Diagnostic and Prognostic Assessment of Suspected Drug-induced Liver Injury in Clinical Practice

Raúl J. Andrade; Mercedes Robles-Díaz


Liver International. 2020;40(1):6-17. 

In This Article

Clinical Spectrum of DILI

Clinical Presentation

Idiosyncratic DILI can mimic any other hepatic disease in presentation and hence requires a high degree of awareness and suspicion from the clinicians. It can occur either in subjects without pre-existing liver disease or in patients with known or undiagnosed liver disorders, including patients in which hepatotoxicity may further decompensate underlying cirrhosis leading to acute-on chronic liver failure[6] (Figure 1). The most frequent form of presentation is an acute episode mimicking viral hepatitis or acute cholestatic syndrome. Clinical features can include low-grade fever, asthenia, abdominal discomfort, anorexia, jaundice, encephalopathy and ascites, all of them unspecific for DILI. Jaundice is the most frequent manifestation present in 69%-71% of the cases.[7,8] ALF is described from 4% to 14% of cases of DILI.[9–12] Nonetheless, clinical symptoms, albeit not specific for hepatotoxicity, can be useful to identify some typical drug signatures, establish alternative causes and predict outcome.
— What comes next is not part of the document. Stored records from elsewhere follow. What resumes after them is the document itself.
Issue #808, opened 2017-11-06
p2p: code for MakeConnectedSwitches might be invalid every switch connecting to itself


odeke-em:
I was just reading through the MakeConnectedSwitches code and noticed that the 2 nested loops
https://github.com/tendermint/tendermint/blob/ec87c740a7cdc8591e97188f9e5ebfb4ded9d020/p2p/switch.go#L512-L516

pass in i == j thereby connecting every switch to itself. Is this intended? Doesn't seem so at least according to the comment https://github.com/tendermint/tendermint/blob/ec87c740a7cdc8591e97188f9e5ebfb4ded9d020/p2p/switch.go#L523-L525.

This code seems to only be used in tests
```shell
$ grep -Rn 'MakeConnectedSwitches' *
consensus/byzantine_test.go:87:	p2p.MakeConnectedSwitches(config.P2P, N, func(i int, s *p2p.Switch) *p2p.Switch {
consensus/reactor_test.go:47:	p2p.MakeConnectedSwitches(config.P2P, N, func(i int, s *p2p.Switch) *p2p.Switch {
mempool/reactor_test.go:48:	p2p.MakeConnectedSwitches(config.P2P, N, func(i int, s *p2p.Switch) *p2p.Switch {
p2p/CHANGELOG.md:53:- Fixes for MakeConnectedSwitches and Connect2Switches
p2p/switch.go:497:// MakeConnectedSwitches returns n switches, connected according to the connect func.
p2p/switch.go:501:func MakeConnectedSwitches(cfg *cfg.P2PConfig, n int, initSwitch func(int, *Switch) *Switch, connect func([]*Switch, int, int)) []*Switch {
p2p/switch_test.go:96:	switches := MakeConnectedSwitches(config, 2, initSwitch, Connect2Switches)
```
 but nonetheless it is exported code from p2p that's used in consensus tests.

Simple repro at 
https://play.golang.org/p/R5zbM3UqhN
```go
package main

import "fmt"

func connectThem(i, j int) {
	if i == j {
		fmt.Printf("i=%d == j\n", i)
	}
}

func main() {
	n := 10
	for i := 0; i < n; i++ {
		for j := i; j < n; j++ {
			connectThem(i, j)
		}
	}
}
```
which gives 
```shell
i=0 == j
i=1 == j
i=2 == j
i=3 == j
i=4 == j
i=5 == j
i=6 == j
i=7 == j
i=8 == j
i=9 == j
```

melekes:
[...]

PR #812, opened 2017-11-07
MakeConnectedSwitches: connect first switch to others

melekes:
Refs #808


ebuchman:
No tests depend on full connectivity yet. We could add a test that asserts all switches have N-1 peers after running MakeConnectedSwitches. Also a test where the 0 node went down and we expected everyone to still be able to communicate.

Issue #790, opened 2017-10-26
Avoid `time.Sleep` in tests


ebuchman:
We should try to use channels and tickers whenever possible so we can set higher timeouts without impeding the tests.

Sometimes circle fails since these aren't heigh enough.

Eg. https://circleci.com/gh/tendermint/tendermint/1836#artifacts/containers/0 is due to https://github.com/tendermint/tendermint/blob/master/p2p/pex_reactor_test.go#L101

zramsay:
#820

PR #820, opened 2017-11-07
prefer tickers to time.Sleep

melekes:
Refs #790

### DIFF
--- a/consensus/mempool_test.go
+++ b/consensus/mempool_test.go
@@ -141,10 +141,12 @@ func TestRmBadTx(t *testing.T) {
 		}
 
 		// check for the tx
-		txs := cs.mempool.Reap(1)
-		if len(txs) == 0 {
-			emptyMempoolCh <- struct{}{}
-			return
+		for {
+			txs := cs.mempool.Reap(1)
+			if len(txs) == 0 {
+				emptyMempoolCh <- struct{}{}
+			}
+			time.Sleep(10 * time.Millisecond)
 		}
 	}()
 
--- a/consensus/mempool_test.go
+++ b/consensus/mempool_test.go
@@ -124,8 +124,8 @@ func TestRmBadTx(t *testing.T) {
 	app.DeliverTx(txBytes)
 	app.Commit()
 
-	ch := make(chan struct{})
-	cbCh := make(chan struct{})
+	emptyMempoolCh := make(chan struct{})
+	checkTxRespCh := make(chan struct{})
 	go func() {
 		// Try to send the tx through the mempool.
 		// CheckTx should not err, but the app should return a bad abci code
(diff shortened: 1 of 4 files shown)


melekes:
```
BEFORE:
real    2m37.473s
user    3m5.428s
sys     0m27.388s

AFTER:
real    2m35.850s
user    3m11.070s
sys     0m27.979s
```

consensus/mempool_test.go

Hepatotoxicity usually resolves spontaneously after drug cessation except for a minority of instances that progress to ALF and chronic DILI, showing persistent increases in aminotransferases and or/alkaline phosphatase (ALP) and/or radiological or histopathological evidence of liver damage despite drug withdrawal.[13]

Figure 1.

Algorithm for approaching drug-induced liver injury diagnosis

Many prescription and over the counter drugs, herbs and dietary supplements have been associated with liver injury, which complicates the adjudication process particularly when the subject is receiving several agents in combination. Resources such as the LiverTox webpage[14] provide updated information on the potential for hepatotoxicity of many medications in common use. Careful inquiry, retrieving information on treatment start and stop dates with regard to the initiation of symptoms and the course of the clinical syndrome upon drug discontinuation is needed to establish a compatible temporal relationship with the suspected causative agent. Time to onset can range from a few days to several months but the majority of subjects develop DILI within the first 3 months of therapy, although in some instances (eg amoxicillin-clavulanate-related DILI) the hepatic reaction can occur with a considerable delay after treatment interruption.[15]